図1に示すように、バイオガス発電装置1は、有機廃棄物よりメタンガスを主成分とする混合気体であるバイオガスを発生させるメタン発酵槽11と、メタン発酵槽11で発生したバイオガスから有害な気体を分離して除去する精製装置12と、バイオガスの圧力を検出する圧力検出装置13と、有害な気体及び酸素の濃度を連続的に確認するために有害な気体及び酸素の濃度の計測を行う連続モニタリング装置14と、バイオガスを貯蔵するガス貯蔵装置15と、バイオガスの流量を検出する流量計16と、ガス貯蔵装置15から供給されるバイオガスに含まれるメタンガスを燃焼して、第一ガスエンジン41、第二ガスエンジン42及び第三ガスエンジン43を駆動して第一発電機51、第二発電機52及び第三発電機53を駆動させる複数のガスエンジン発電機である第一ガスエンジン発電機61、第二ガスエンジン発電機62、及び第三ガスエンジン発電機63と、第一ガスエンジン発電機61、第二ガスエンジン発電機62、及び第三ガスエンジン発電機63駆動時に必要とする以上のバイオガスが供給された場合には、そのバイオガス中のメタンガスを燃焼させる余剰ガス燃焼装置17と、圧力検出装置13の検出値、及び連続モニタリング装置14の計測値を入力して第一ガスエンジン発電機61、第二ガスエンジン発電機62、第三ガスエンジン発電機63及び余剰ガス燃焼装置17の始動及び停止を制御する制御装置18とを具備する。
【0016】
<メタン発酵槽>
メタン発酵槽11は、食品工場廃水等の有機性廃棄物を投入し、メタン発酵を行いバイオガスを発生させるものである。メタン発酵槽11の一例として、沈降速度の大きい粒子化(グラニュール化)したメタン発酵菌を高濃度に保持し、廃水を高効率にメタン発酵処理するという特徴を持つ菌体グラニュールを使用した廃水処理方法、例えばUASB(Upflow Anaerobic Sludge Blanket)法を使用した発酵槽がある。

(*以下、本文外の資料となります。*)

PR #14, opened 2024-05-09
[DEVEX-122] Add Function App deploy workflow template for Node workloads

Krusty93:
### List of changes

Add a workflow template to automate Function App deployments for Node workloads

### Motivation and context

メタン発酵槽11より発生したメタンガスを含む混合気体であるバイオガスは配管21を通って精製装置12へと送られる。
【0017】
また、メタン発酵槽11に、有機廃棄物センサ27が設けられており、有機廃棄物センサ27は制御装置18に接続されている。有機廃棄物センサ27は、メタン発酵槽11に有機廃棄物が投入された場合には投入された時刻情報を制御装置18へ送信する。
【0018】
配管21には、手動弁23が設けられており、第一ガスエンジン発電機61、第二ガスエンジン発電機62、第三ガスエンジン発電機63及び余剰ガス燃焼装置17が全て停止している際には、手動弁23を閉じることによりメタン発酵槽11からのバイオガスの供給を停止させることが可能となっている。
【0019】
<精製装置>
精製装置12において、触媒や吸着等の作用によってバイオガスから硫化水素が除去され、シロキサン(ケイ素化合物)が除去される。前記バイオガスからシロキサン及び硫化水素が除去されることにより、第一ガスエンジン41、第二ガスエンジン42及び第三ガスエンジン43内部でシロキサンが固化すること及び腐食することを防止することができる。
【0020】
<ガス貯蔵装置>
精製装置12と連通する配管22には蓄圧手段となるガス貯蔵装置15が連通している。ガス貯蔵装置15は、例えば、前記バイオガスの圧力が高くなると大きく膨らみ、バイオガスの圧力が低下すると小さく萎むガス不透過物で構成されている。ガス貯蔵装置15は球状や円筒状に構成されて、二重構造となっており外側の袋と内側の袋との間に一定の圧力で圧力調整気体を充填しておくことにより、前記圧力調整気体の圧力よりもバイオガスの圧力が大きい場合にはガス貯蔵装置15は膨らみバイオガスが貯蔵され、一方、第一ガスエンジン発電機61の駆動等により、前記圧力調整気体の圧力よりもバイオガスの圧力が小さくなった場合にはガス貯蔵装置15は萎んで、ガス貯蔵装置15から配管22へと貯蔵されていたバイオガスが供給されることとなる。但し、この構成は限定するものではなく、必要とするガス量を収容できる容器内を弾性体膜で仕切る構成としたりすることもできる。
【0021】
<ガスエンジン発電機>
精製装置12に複数のガスエンジン発電機が配管22を介して連通されている。ここで本実施例ではガスエンジン発電機は三台設けており、バイオガス中のメタンガスが増えるにつれて始動する順に第一ガスエンジン発電機61、第二ガスエンジン発電機62、及び第三ガスエンジン発電機63とする。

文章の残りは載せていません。